Marian Wright Edelman, founder of the Children’s Defense Fund, urges Tufts audience to speak up to protect the social safety net
The day after Martin Luther King, Jr. was assassinated, Marian Wright Edelman went from school to school in Washington, D.C., warning students not to ruin their futures by joining the riots sweeping the city.
“A boy of 12 looked me straight in the eye and said, ‘Lady, what future? I ain’t got nothing to lose,’ ” said Edelman, who gave Tufts Hillel’s Merrin Moral Voices Lecture on the Medford/Somerville campus on Feb. 27. “I’ve spent the last 45 years trying to prove that boy wrong.”
A Yale Law School graduate, Edelman was the first black woman admitted to the Mississippi bar, and went on to direct the state office of the NAACP Legal Defense and Educational Fund. In 1973 she founded (and continues to direct) the nonprofit Children’s Defense Fund, which advocates for children, particularly poor children, children of color and those with disabilities. Tufts awarded her an honorary degree in 1989.
Looking back on the promise she made the day after King died in 1968—to ensure that every child has a future—she said, “I had no idea it would be so hard to do.”
Every 34 seconds, a baby is born in poverty, she said. Every nine seconds during the school day, a child drops out of school. Every 33 minutes, a child is killed or injured by a gun.

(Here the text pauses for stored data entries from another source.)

Issue #12372, opened 2022-10-21
[bug] 2.0 check_component_requires and ConanFileDependencies


beenjohn:
In relation to https://github.com/conan-io/conan/issues/12027 and https://github.com/conan-io/conan/pull/12280:

Similar to the dependency graph in issue #12027 I have a transitive dependency identical to a direct dependency. It looks to me like new function conans.model.build_info.check_component_requires is checking for direct dependencies conflicts with cpp_info via the ConanFileDependencies interface. 

The issue i'm seeing is a I have:

```
...
self.requires("packageA/0.0.1")    # This package also requires boost/1.76.0
self.requires("boost/1.76.0")
...
self.cpp_info.component["component"].requires(["boost::boost"])
```
Output: `ERROR: packageB/0.0.1: required component package 'boost::' not in dependencies`

I'm a little unclear of exactly where the traits for the dependencies are set, but the transitive dependency appears to be overwriting the list entry for the direct entry. From debugging, conanfile.dependencies["boost/1.76.0"].direct = False which is getting thrown out by the filter call in check_component_requires.

I'm not sure if this is expected behavior or not, but it seems like the entries conanfile.dependencies should |= some of the traits (run, libs, headers, direct, etc.) if there is a duplicate dependency.

### Environment Details (include every applicable attribute)
`conan profile show`
```
Host profile:
[settings]
arch=x86_64
build_type=Release
compiler=gcc
compiler.cppstd=gnu17
compiler.libcxx=libstdc++11
compiler.version=9
os=Linux
os.distro=Ubuntu20.04
[conf]
tools.system.package_manager:mode=install
tools.system.package_manager:sudo=True
```
`python3 --version`
`Python 3.8.10`

beenjohn:
From further inspection, this change to requires.aggregate(...) fixes the issue for me:
```
--- requires.py	2022-10-24 17:59:55.657001602 +0000
+++ requires.py 2022-10-24 18:00:53.529600419 +0000
@@ -227,6 +227,7 @@
         self.run = self.run or other.run
         self.visible |= other.visible
         self.force |= other.force
+        self.direct |= other.direct
         if not other.test:
             self.test = False  # it it was previously a test, but also required by non-test
         # TODO: self.package_id_mode => Choose more restrictive?

```
Is this something I should submit a PR for or is the requires.direct trait intentionally left out of the aggregate function?

memsharded:
Hi @beenjohn 

[...]

PR #12388, opened 2022-10-24
Bug/requires aggregation with transitive deps

beenjohn:
Changelog: Bugfix: Fix an issue with requires.direct being overwritten based on requirement ordering in recipe.
Docs: https://github.com/conan-io/docs/pull/XXXX (TBD)

See: https://github.com/conan-io/conan/issues/12372

### DIFF
--- a/conans/model/requires.py
+++ b/conans/model/requires.py
@@ -232,7 +232,7 @@ class Requirement:
         self.run = self.run or other.run
         self.visible |= other.visible
         self.force |= other.force
-        # self.direct |= other.direct
+        self.direct |= other.direct
         if not other.test:
             self.test = False  # it it was previously a test, but also required by non-test
         # TODO: self.package_id_mode => Choose more restrictive?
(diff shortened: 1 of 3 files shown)


memsharded (commented):
I was reviewing this, modifying the test, so it didn't modify a previous test (to keep its checks), but instead adding a new, clean one.
But I tried to remove the fix, to see if the test was failing, but apparently it is passing. It would be great to have a test that fails without the fix. I can also try to have a look later

memsharded:
> But I tried to remove the fix, to see if the test was failing, but apparently it is passing. It would be great to have a test that fails without the fix. I can also try to have a look later

I managed to make it fail in one of our "core graph tests", pushed changes, I think this will be enough, so I will merge it when green. Thanks for raising and fixing this bug!

beenjohn:
@memsharded Thanks for improving the test. I've reviewed your changes to improve future PRs. I'm glad to be able to help where I can. We're getting close to switching over to 2.X in our build system, and it's already improving our development processes greatly.

Issue #12336, opened 2022-10-18
[feature] Add `is_cl_like()` or improve `is_msvc()` method to perfectly mimic behavior of `MSVC` variable in CMake


SpaceIm:
- [x] I've read the [CONTRIBUTING guide](https://github.com/conan-io/conan/blob/develop/.github/CONTRIBUTING.md).

Currently conan provides `is_msvc()` method which returns True if `compiler=Visual Studio` or `compiler=msvc` in settings. In conan-center recipes, this method is widely used for different logics, and one of them is for some branching in package() and package_info() depending on `MSVC` variable in upstream CMakeLists (conditional lib name, renaming of files, injection of definitions etc).
But `MSVC` variable in CMake is not only True for Visual Studio, but also for any cl like compiler like clang-cl: https://cmake.org/cmake/help/latest/variable/MSVC.html
The problem is that depending on clang flavor on Windows, it may or may not be a cl like compiler for CMake. It leads to wrong assumption in several recipes, for example zlib where `cpp_info.libs` may be wrong depending on clang flavor: https://github.com/conan-io/conan-center-index/issues/13474

For example a CMakeLists may have this:

```cmake
add_library(mylib ...)
if(MSVC AND NOT BUILD_SHARED_LIBS)
    set_target_properties(mylib PROPERTIES OUTPUT_NAME "mylib-static")
endif()
```

so that in conan recipe we usually write:

```python
    package_info(self):
        suffix = "-static" if is_msvc(self) and not self.options.shared else ""
        self.cpp_info.libs = [f"mylib{suffix}"]
```

It's very common, and it's broken for clang-cl.

So some folks using clang-cl were disappointed and began to put this kind of snippet in CCI recipes (and this time it's broken for non cl-like clang flavors on windows, so other folks complain that their clang flavor on windows doesn't work anymore):

```python
    @property
    def _is_clang_cl(self):
        return self.settings.os == "Windows" and self.settings.compiler == "clang"

    package_info(self):
        suffix = "-static" if (is_msvc(self) or self._is_clang_cl) and not self.options.shared else ""
        self.cpp_info.libs = [f"mylib{suffix}"]
```

So it would be nice if conan could provide a method to perfectly mimic https://cmake.org/cmake/help/latest/variable/MSVC.html logic. It may be another method than `is_msvc`, or an additional argument to `is_msvc` in order to switch to CMake `MSVC` behavior.

memsharded:
[...]

PR #12678, opened 2022-12-08
Add `conan.tools.gnu.is_mingw()` in conan API

SpaceIm:
Changelog: (Feature): Add conan.tools.gnu.is_mingw() function
Docs: https://github.com/conan-io/docs/pull/2849

Partially implement features requested in https://github.com/conan-io/conan/issues/12336#issuecomment-1342464853. Such function is useful in recipes to know whether a user is using a canonical conan profile describing a MinGW toolchain, since there might be specific branching in a recipe based on this toolchain (using Autotools instead of NMake or MSBuild, deduce information for package info depending on logic in underlying build files etc).

### DIFF
--- a/conan/tools/gnu/mingw.py
+++ b/conan/tools/gnu/mingw.py
@@ -6,9 +6,10 @@ def is_mingw(conanfile):
     """
     host_os = conanfile.settings.get_safe("os")
     host_subsystem = conanfile.settings.get_safe("os.subsystem")
-    is_windows_native = host_os == "Windows" and host_subsystem not in ["cygwin", "wsl"]
+    is_wsl = host_os == "Windows" and host_subsystem == "wsl"
+    is_cygwin = host_os == "Windows" and host_subsystem == "cygwin"
     host_compiler = conanfile.settings.get_safe("compiler")
-    is_mingw_gcc = is_windows_native and host_compiler == "gcc"
-    is_mingw_clang = is_windows_native and host_compiler == "clang" and \
+    is_mingw_gcc = host_os == "Windows" and not (is_wsl or is_cygwin) and host_compiler == "gcc"
+    is_mingw_clang = host_os == "Windows" and not (is_wsl or is_cygwin) and host_compiler == "clang" and \
                      not conanfile.settings.get_safe("compiler.runtime")
     return is_mingw_gcc or is_mingw_clang
--- a/conan/tools/gnu/mingw.py
+++ b/conan/tools/gnu/mingw.py
@@ -5,8 +5,10 @@ def is_mingw(conanfile):
     :return: True, if the host compiler is related to MinGW, otherwise False.
     """
     host_os = conanfile.settings.get_safe("os")
+    host_subsystem = conanfile.settings.get_safe("os.subsystem")
+    is_windows_native = host_os == "Windows" and host_subsystem not in ["cygwin", "wsl"]
     host_compiler = conanfile.settings.get_safe("compiler")
-    is_mingw_gcc = host_os == "Windows" and host_compiler == "gcc"
-    is_mingw_clang = host_os == "Windows" and host_compiler == "clang" and \
+    is_mingw_gcc = is_windows_native and host_compiler == "gcc"
+    is_mingw_clang = is_windows_native and host_compiler == "clang" and \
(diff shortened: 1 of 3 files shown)


conan/tools/gnu/mingw.py
```diff
@@ -0,0 +1,12 @@
...
+    """
+    Validate if current compiler in host setttings is related to MinGW
+    :param conanfile: ConanFile instance
+    :return: True, if the host compiler is related to MinGW, otherwise False.
+    """
+    host_os = conanfile.settings.get_safe("os")
+    host_compiler = conanfile.settings.get_safe("compiler")
+    is_mingw_gcc = host_os == "Windows" and host_compiler == "gcc"
+    is_mingw_clang = host_os == "Windows" and host_compiler == "clang" and \
+                     not conanfile.settings.get_safe("compiler.runtime")
```
SpaceIm, line 12: it's worth noting that I've prefered this condition over `conanfile.settings.get_safe("compiler.libcxx")` because libcxx is removed in `configure()` of pure C recipes, so it's not a reliable compiler attribute in order to disambiguate between clang mingw and llvm-clang/clang-cl.

(but honestly if there was an extra attribute in conan settings of clang compiler in order to set windows flavor, it would be far easier)

conan/tools/gnu/mingw.py
```diff
@@ -0,0 +1,13 @@
+def is_mingw(conanfile):
+    """
+    Validate if current compiler in host setttings is related to MinGW
+    :param conanfile: ConanFile instance
+    :return: True, if the host compiler is related to MinGW, otherwise False.
+    """
+    host_os = conanfile.settings.get_safe("os")
```
CJCombrink, line 7: Also adding my comment here[[1]](https://github.com/conan-io/conan-center-index/pull/18283#discussion_r1250611884):

> This feels like a lot of "work" that will result in false in probably most cases (I don't have numbers but I assume mingw has quite a bit lower market share compared to gcc and msvc")
I guess it would still be better to get the short circuit behaviour ~compared to the old code~ where it returns false as soon as some condition is reached that makes it false.

I would propose something like early return:
```
def is_mingw(conanfile):
    if conanfile.settings.get_safe("os") != "Windows":
        return False
    if conanfile.settings.get_safe("os.subsystem") == "cygwin":
        return False
    host_compiler = conanfile.settings.get_safe("compiler")
    if host_compiler == "gcc":
        return True
    if host_compiler ==  "clang" and not conanfile.settings.get_safe("compiler.runtime"):
        return True
    return False
```

PS: From trying to map the current code to my snippet I can only conclude that the current code is very hard to read and understand (if my mapping is not correct it proves that the proposed code is perhaps overly complex).

memsharded: I agree with this, part this PR never got prioritized is because the logic reads too compact, and it also introduces new aspects that are not common practice in ConanCenter recipes, in which the majority just check ``Windows && gcc => MinGW``

memsharded (commented):
One of the unknowns of this PR is that it introduced non-established practice in ConanCenter, in which all recipes just check for Windows&gcc, but things like cygwin or clang are not even considering.

As Conan 2.0 is already 1 year old, I am closing this PR for 1.X releases, the current workaround in recipes is enough, and I am moving it as a new ticket for 2.X releases, in order to be able to further improve recipes in the future

conan/tools/gnu/mingw.py
mhthies: > and it also introduces new aspects that are not common practice in ConanCenter recipes, in which the majority just check Windows && gcc => MinGW

This might be a new aspect, but it's an important one. According to https://blog.conan.io/2022/10/13/Different-flavors-Clang-compiler-Windows.html the compiler.runtime setting is the official way to distinguish between MinGW clang and VS clang-cl. Some recipes in Conan Center already take this into account, but most do not. This is one of the main reasons why we are struggling a lot with introducing Conan at our company (we use MinGW clang for compatibility and performance reasons).

This PR could help a lot with easier integration and broader adoption of this Windows clang distinction through Conan Center.

memsharded: Hi @mhthies. There is an open ticket for this helper here: https://github.com/conan-io/conan/issues/15648, lets try to follow up there.

PR #12695, opened 2022-12-12
Add better error UX when spaces are found in required_conan_version

### LINKED ISSUE #12692: [bug] behaviour when there are spaces in required_conan_version
`required_conan_version = ">= 1.36.0"`

This currently fails in conan 2 due to the space. What should the behaviour be? If this is an error, we need better UX to inform the user.

AbrilRBS:
Changelog: (Fix): Display a better error when `required_conan_version` has spaces between the operator and the version.

This used to never allow the version check, even if the error was in the syntax, so now we just give a better error message

Closes #12692 

### DIFF
--- a/conans/model/version_range.py
+++ b/conans/model/version_range.py
@@ -1,5 +1,6 @@
 from collections import namedtuple
 
+from conans.errors import ConanException
 from conans.model.recipe_ref import Version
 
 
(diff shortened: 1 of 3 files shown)


memsharded (approved):
Fantastic!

There are 14.5 million poor children in the United States, Edelman said, and 6.5 million of them live in extreme poverty. Out of 35 developed nations, the United States ranks 34th in addressing child poverty, just ahead of Romania.
“The test of the morality of a society is how it treats its children, and the United States has been flunking that test,” Edelman said.
As a result, many young people end up as “fodder for private incarceration systems,” she said. “These children are being sentenced to social and economic death.” This is not an accident or an act of God, it is a choice that can and must be changed, she said.
Citing a recent Urban Institute report commissioned by the Children’s Defense Fund, Edelman said if the federal government cut military spending and eliminated tax loopholes for corporations and tax breaks for the wealthy, and instead invested that $77.2 billion per year to expand subsidized housing and child care, increase food assistance, and provide transitional jobs, among other actions, the number of children living in poverty would drop by 60 percent.
Helping poor children and their families would, in turn, save the country hundreds of billions of dollars per year by disrupting the “cradle-to-prison pipeline,” Edelman said, and would set the country up for economic success by preparing a new generation of thinkers and leaders.
She urged the large Tufts audience to show up at meetings, call their legislators, and get out and vote, not just to advocate for change, but to protect existing early education and children’s health policies that are under threat.
“We’ve got to stand up and say to whoever is in power, to the White House and to Congress, that we will not go backward, they’re not going to tear down the already inadequate safety net,” Edelman said, to resounding applause. “If there was ever a time for moral voices to speak up in the political process for the voiceless, this is it.”